# [Work order]
Would you return the lines between the one holding "--- a/omnigent/onboarding/sandboxes/kubernetes.py" and the one holding "Addressed the Polly", inclusive, and only those, exactly as they stand in the listing below?

___ Provided entries ___

PR #2435, opened 2026-07-12
feat(sandbox): operator-configured PVC mounts for Kubernetes runners (+ fix global YAML bool-resolver leak)

### LINKED ISSUE #2434: Kubernetes sandbox runners cannot mount persistent storage (NFS/SMB/SAN-backed PVCs)
## Problem

Kubernetes sandbox-runner Pods are fully ephemeral: the only volume is the `emptyDir` HOME, so runners cannot see any durable data — datasets, model caches, shared output directories — the way a normal host runtime can via mounted storage. Operators with NFS/SMB/SAN-backed storage in their cluster have no way to expose it to sandbox sessions.

## Proposal

Operator-configured **PVC references** — not raw volume sources — so runner Pods stay inside the Pod Security "restricted" profile and server RBAC is unchanged. The operator pre-creates the PV/PVC in the runner namespace (via GitOps / CSI drivers of their choosing); omnigent only references the claim by name:

```yaml
sandbox:
  kubernetes:
    pvc_mounts:
      - claim_name: omnigent-datasets
        mount_path: /mnt/datasets
        read_only: true   # default
```

Constraints that keep it aligned with the ephemeral sandbox model:
- `persistentVolumeClaim` references only; no dynamic provisioning, no new RBAC verbs (`role.yaml` unchanged).
- `read_only` defaults to `true`; mounts land on the **host container only** — the init container keeps just the HOME `emptyDir`, so nothing external is exposed at clone time.
- Parse-time fail-loud validation: DNS-1123 claim names, absolute normalized paths, reserved-path rejection (`/home/omnigent`, `/var/run/secrets`, OS directories), duplicate/nested mount rejection.

Out of scope here: per-project persistent workspaces built on the `can_resume`/`resume()` contract — that's a larger lifecycle feature and deserves its own design.

## Related bug found while validating

`omnigent/spec/parser.py` strips PyYAML's bool resolver from the resolver dict it *inherits* from PyYAML's shared `Resolver` (it never copies it onto the subclass first, unlike `omnigent/inner/loader.py` which does this correctly). Importing the spec parser therefore breaks `yaml.safe_load` bool parsing process-wide: any boolean in the server's `--config` — e.g. `sandbox.kubernetes.in_cluster: false` — is read as the string `"false"` and rejected with "must be a boolean". A PR implementing the feature above (and fixing this) follows shortly.

btli:
## Related issue

Closes #2434

**Depends on #2314** — the global YAML bool-resolver leak that PR fixes also breaks this feature's boolean config fields (`in_cluster`, `pvc_mounts[].read_only`) on the `--config` path. This branch carries an equivalent interim fix (commit `9b896a81`) so it works standalone; once #2314 merges, that commit will be dropped on rebase.

## Summary

- Kubernetes sandbox runners can now mount operator-provided persistent storage: a new `sandbox.kubernetes.pvc_mounts` config lists pre-created PersistentVolumeClaims (`claim_name`, `mount_path`, `read_only` — default `true`) that become `persistentVolumeClaim` volumes on every runner Pod. NFS/SMB/SAN backends stay an operator concern (CSI/PV/PVC created out of band in the runner namespace); omnigent only references the claim, so server RBAC is unchanged and Pods stay Pod Security "restricted"-compliant.
- The mounts land on the **host container only** — the init container keeps just the HOME `emptyDir`, so nothing external is exposed at clone time, and the ephemeral workspace model is untouched. Validation is parse-time fail-loud (DNS-1123 claim names, absolute normalized paths, reserved-path rejection for HOME/`/var/run/secrets`/OS dirs, duplicate + nested mount rejection), and the whole `sandbox.kubernetes` block now rejects unknown keys (previously a typo like `pvc_mount:` silently no-oped).
- Interim fix surfaced by live validation (same bug as #2314, which this PR depends on): `omnigent/spec/parser.py` stripped PyYAML's bool resolver from the resolver dict it inherits from the shared `Resolver`, so importing the spec parser broke `yaml.safe_load` bool parsing process-wide — any boolean in the server's `--config` (e.g. `sandbox.kubernetes.in_cluster: false`) was read as a string and rejected. The override now copies the dict onto the subclass first (as `omnigent/inner/loader.py` already does). This commit will be dropped in favor of #2314 once it lands.

ELI5: your cluster admin can now plug a shared network drive into every sandbox, read-only by default — like handing each sandbox a reference library card instead of letting it redecorate the library.

```
sandbox-config.yaml            managed_hosts.py                    kubernetes.py
pvc_mounts:            ──►  _parse_kubernetes_pvc_mounts  ──►  build_pod_manifest
  - claim_name: data         (fail-loud validation at            volumes: home emptyDir
    mount_path: /mnt/data     server startup)                    + pvc-0 (claimName, readOnly)
    read_only: true                                              host container mounts /mnt/data
                                                                 init container: HOME only
```

## Test Plan

- Unit: new manifest tests (`tests/onboarding/sandboxes/test_kubernetes.py` — volumes/mounts on host container only, no-`pvc_mounts` manifest byte-identical to before, `start_host` threading) and parse tests (`tests/server/test_managed_hosts.py` — normalization, `read_only` default, 17 invalid-shape cases, unknown-key allowlist, collision order-independence). Regression test for the YAML resolver leak (`tests/spec/test_parser.py`).
- `uv run pytest tests/server tests/onboarding` — 2849 passed (one pre-existing, environment-dependent failure: `test_boxlite.py::test_prepare_requires_sdk` fails only when the optional boxlite SDK is installed, e.g. after `uv sync --all-extras`; unrelated to this diff). `pre-commit run --all-files` clean.
- Three independent review passes over the diff (two external engines + one Claude reviewer), all approving; findings that surfaced (three extra test cases, the unknown-key gap) are folded into the branch.
- Live E2E on a real k3s cluster: NFS-backed RWX PVC pre-created and seeded in the runner namespace, server launched with the config below, session started from the web UI on the Kubernetes Sandbox host. Verified the Pod spec carries the volume, and from inside the session (transcript in Demo) that the data is readable and writes are blocked. The namespace enforces `restricted` Pod Security admission, confirming PSA compliance live.

```yaml
sandbox:
  provider: kubernetes
  kubernetes:
    pvc_mounts:
      - claim_name: omnigent-test-datasets
        mount_path: /mnt/datasets
```

## Demo

Live recording — session started on the Kubernetes Sandbox host, agent inside the runner Pod reads the mounted NFS dataset and shows the read-only mount rejecting a write:

pvc_mounts live demo

In-session output from the live E2E (agent running inside the runner Pod; NFS server redacted):

```
$ cat /mnt/datasets/hello.txt
hello from the persistent PVC mount (seeded 2026-07-12)

$ ls -la /mnt/datasets
-rw-r--r-- 1 sandbox sandbox  56 Jul 12 14:37 hello.txt

$ touch /mnt/datasets/write-test 2>&1 || echo WRITE_BLOCKED
touch: cannot touch '/mnt/datasets/write-test': Read-only file system
WRITE_BLOCKED

$ mount | grep datasets
<nfs-server>:/<export>/omnigent-sandboxes-omnigent-test-datasets-pvc-… on /mnt/datasets type nfs4 (ro,…)
```

Pod spec created by the launcher (via `kubectl get pod … -o jsonpath`):

```json
"volumes": [
  {"name": "home", "emptyDir": {}},
  {"name": "pvc-0", "persistentVolumeClaim": {"claimName": "omnigent-test-datasets", "readOnly": true}}
]
```

## Type of change

- [x] Bug fix
- [x] Feature
- [ ] UI / frontend change
- [ ] Refactor / chore
- [x] Docs
- [ ] Test / CI
- [ ] Breaking change

## Test coverage

- [ ] Not applicable

## Coverage notes

Manual verification = the live cluster E2E described in the Test Plan: real NFS-backed PVC on k3s, session launched through the web UI, mount contents and read-only enforcement verified from inside the runner Pod. The Pod-manifest and config-parse behavior that E2E exercised is also covered by the new unit tests; the cluster-side pieces (CSI attach, PSA admission, NFS export permissions) are operator infrastructure that unit tests cannot reach.

## Changelog

Operators can mount pre-created PersistentVolumeClaims (NFS/SMB/SAN) into Kubernetes sandbox runners via `sandbox.kubernetes.pvc_mounts` (read-only by default)

### DIFF
--- a/deploy/kubernetes/overlays/sandbox-runners/sandbox-config.yaml
+++ b/deploy/kubernetes/overlays/sandbox-runners/sandbox-config.yaml
@@ -45,5 +45,9 @@ data:
         # resources:                 # runner Pod sizing (defaults: 0.5-2 cpu / 1-4Gi)
         #   requests: {cpu: "500m", memory: "1Gi"}
         #   limits: {cpu: "2", memory: "4Gi"}
+        # pvc_mounts:                # pre-created PVCs (in the runner namespace) mounted into every runner Pod
+        #   - claim_name: omnigent-datasets
+        #     mount_path: /mnt/datasets
+        #     read_only: true        # default true; set false only for claims meant as shared scratch
         # in_cluster: true           # config source: true=in-cluster SA only, false=kubeconfig only, omit=try both
         # kubeconfig: /path/to/config  # out-of-cluster kubeconfig (env: OMNIGENT_KUBERNETES_KUBECONFIG)
--- a/deploy/kubernetes/overlays/sandbox-runners/README.md
+++ b/deploy/kubernetes/overlays/sandbox-runners/README.md
@@ -151,7 +151,9 @@ output directories) mount pre-created PersistentVolumeClaims:
    (NFS/SMB CSI drivers, SAN, cloud disks). Omnigent only references the claim;
    it never creates volumes, so the server RBAC stays unchanged.
 2. List the claims under `sandbox.kubernetes.pvc_mounts` (see
-   `sandbox-config.yaml`). Mount paths must sit outside `/home/omnigent`.
+   `sandbox-config.yaml`). Mount paths may not overlap `/home/omnigent`, the
+   OS directories, or their ancestors (e.g. `/home`, `/var`) — the server
+   rejects such config at startup.
 
 Caveats:
 
--- a/deploy/kubernetes/overlays/sandbox-runners/README.md
+++ b/deploy/kubernetes/overlays/sandbox-runners/README.md
@@ -138,6 +138,36 @@ writing nothing to disk — use HTTPS repository URLs. Details by provider match
 | `resources` | Optional `requests` / `limits` (`cpu` / `memory`) override. |
 | `in_cluster` | Optional cluster-config source: `true` (in-cluster SA only), `false` (kubeconfig only), omit (try in-cluster, then kubeconfig). |
 | `kubeconfig` | Optional kubeconfig path for the out-of-cluster fallback (env: `OMNIGENT_KUBERNETES_KUBECONFIG`). |
+| `pvc_mounts` | Optional pre-created PersistentVolumeClaims mounted into every runner Pod — see [Persistent storage mounts](#persistent-storage-mounts-pvc_mounts). |
+
+## Persistent storage mounts (`pvc_mounts`)
+
+Runner Pods are ephemeral by design — the workspace lives on an `emptyDir` and
+dies with the Pod. To expose durable data (datasets, model caches, shared
+output directories) mount pre-created PersistentVolumeClaims:
+
+1. Create the PV/PVC **in the runner namespace** (`omnigent-sandboxes`) out of
+   band — via your GitOps repo, with whatever backend your cluster provides
+   (NFS/SMB CSI drivers, SAN, cloud disks). Omnigent only references the claim;
+   it never creates volumes, so the server RBAC stays unchanged.
+2. List the claims under `sandbox.kubernetes.pvc_mounts` (see
+   `sandbox-config.yaml`). Mount paths must sit outside `/home/omnigent`.
+
+Caveats:
+
+- **Multiple runners share writable claims concurrently** — use a
+  `ReadWriteMany`-capable backend (NFS/SMB/CephFS) for anything writable, and
+  prefer `read_only: true` (the default) everywhere else: a writable shared
+  mount lets one session's agent read and modify what another session wrote,
+  and anything written there outlives the Pod and its launch token.
+- Runner Pods run as uid/gid 1000660000 with `fsGroup`. NFS `root_squash` and
+  SMB ownership mapping must permit that identity (export to the uid, or use
+  CSI mount options like `uid=`/`gid=` for SMB); `fsGroupChangePolicy:
+  OnRootMismatch` avoids re-chowning large exports on every start.
+- `ReadWriteOnce` claims pin all runners to one node — combine with
+  `node_selector` deliberately, or the second Pod sits `Pending`.
+- A mount visible in the Pod is not automatically visible to a harness's own
+  OS-level sandbox (OmniBox path grants are separate).
 
 To verify `host_config` end to end against a live cluster, run
 `python tests/e2e/integrations/deploy/kubernetes/e2e_managed_host_config.py
--- a/omnigent/onboarding/sandboxes/kubernetes.py
+++ b/omnigent/onboarding/sandboxes/kubernetes.py
@@ -875,7 +875,7 @@ class KubernetesSandboxLauncher(SandboxLauncher):
         self._kubeconfig = kubeconfig
         self._in_cluster = in_cluster
         self._resources = resources
-        self._pvc_mounts = [dict(m) for m in pvc_mounts] if pvc_mounts else None
+        self._pvc_mounts = list(pvc_mounts) if pvc_mounts else None
         self._core: k8s_client.CoreV1Api | None = None
         self._api_client: k8s_client.ApiClient | None = None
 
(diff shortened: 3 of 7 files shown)


btli:
Addressed the Polly review findings in d94b1a28:

- **Blocking 1 (doubled leading slash):** `mount_path`s starting with `//` are now rejected explicitly — POSIX `normpath` preserves exactly two leading slashes, so `//home/omnigent` previously slipped past both gates while the kernel collapses it onto `/home/omnigent` at mount time. Covered by two new cases in the fail-loud parametrization (`//home/omnigent`, `//mnt/x`).
- **Blocking 2 (`/opt` gap):** `/opt` added to `_KUBERNETES_RESERVED_MOUNT_PREFIXES` (the host image's venv lives at `/opt/venv`), with `/opt` and `/opt/venv` test cases.
- **Non-blocking:** the `terminal.py` coercion comment no longer claims documented boolean aliases; it now describes the actual behavior (unrecognized YAML-typed scalars take the same fall-through as any other non-transport string). The same-claim-two-paths behavior is intended, per the review — no change.

PattaraS (commented):
Potential edge case in `omnigent/server/managed_hosts.py`: the reserved-path check blocks `/home/omnigent` and descendants, but allows ancestor mount paths such as `/home` (also `/var` or `/var/run`). The generated Pod mounts the HOME `emptyDir` at `/home/omnigent` first and appends PVC mounts afterward, so a PVC at `/home` could shadow/interfere with the ephemeral HOME mount and violate the intended isolation. Could we reject any PVC mount path that is an ancestor or descendant of a protected path, and add a regression test for `/home`? Normal paths like `/mnt/datasets` look fine.

btli:
Addressed the ancestor-path gap in 6ebea68b:

- **Ancestor rejection:** the reserved-path check now also rejects any `mount_path` that is an ancestor of a reserved prefix, so `/home`, `/var`, and `/var/run` fail loud at parse time instead of mounting over the HOME `emptyDir` mountpoint or the Secret projections. Regression cases added for all three (plus internal `//` and `/.` normalization cases, and an acceptance parametrization pinning segment-aware matching — `/home/other`, `/home/omnigent-data`, `/var/lib`, `/runway` stay valid).
- **Symlink aliases, found while closing this:** the Debian-based host image symlinks `/var/run -> /run` and `/var/lock -> /run/lock`, so a lexical check that only reserved `/var/run/secrets` was inconsistent across the aliases (e.g. `/run/secrets` passed while aliasing the Secret projections). `/run`, `/var/run`, and `/var/lock` are now reserved in full, with paired test cases covering both spellings of each alias.
- The branch is rebased onto latest `main` (this replaced the update-branch merge commit).

btli:
Rebased onto current `main` (`b51b3f12`) — clean rebase, no conflicts. All 10 commits now carry DCO sign-off (probot DCO check is green), `ruff check`/`format` clean, and the affected suites pass locally (471 passed; the one failure, `test_boxlite.py::test_prepare_requires_sdk`, is pre-existing on `main`).

This is ready for another look whenever you have bandwidth — happy to adjust shape/naming if you'd prefer a different config surface for `pvc_mounts`.

PattaraS (approved):
Approving — my earlier comment is resolved: ancestor paths (`/home`, `/var`, `/var/run`) are now rejected, with regression tests. Path validation, host-container-only mounts, and the unknown-key allowlist all look solid; 46 PVC tests pass on the branch.

One follow-up (non-blocking): please confirm the interim bool-resolver fix (`9b896a81`) actually gets dropped on rebase once #2314 lands, so it isn't duplicated across both PRs.

deploy/kubernetes/overlays/sandbox-runners/sandbox-config.yaml
```diff
@@ -45,5 +45,9 @@ data:
         # resources:                 # runner Pod sizing (defaults: 0.5-2 cpu / 1-4Gi)
         #   requests: {cpu: "500m", memory: "1Gi"}
         #   limits: {cpu: "2", memory: "4Gi"}
+        # pvc_mounts:                # pre-created PVCs (in the runner namespace) mounted into every runner Pod
```
PattaraS, line 48: Re my approval's follow-up — confirmed it's already handled, no action needed: #2314 merged 2026-07-14, the branch is rebased on top of it (`behind_by: 0`), and the interim commit `9b896a81` is dropped (`spec/parser.py` no longer in the diff). 👍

___

# [Output for this task]
--- a/omnigent/onboarding/sandboxes/kubernetes.py
+++ b/omnigent/onboarding/sandboxes/kubernetes.py
@@ -875,7 +875,7 @@ class KubernetesSandboxLauncher(SandboxLauncher):
         self._kubeconfig = kubeconfig
         self._in_cluster = in_cluster
         self._resources = resources
-        self._pvc_mounts = [dict(m) for m in pvc_mounts] if pvc_mounts else None
+        self._pvc_mounts = list(pvc_mounts) if pvc_mounts else None
         self._core: k8s_client.CoreV1Api | None = None
         self._api_client: k8s_client.ApiClient | None = None
 
(diff shortened: 3 of 7 files shown)


btli:
Addressed the Polly review findings in d94b1a28:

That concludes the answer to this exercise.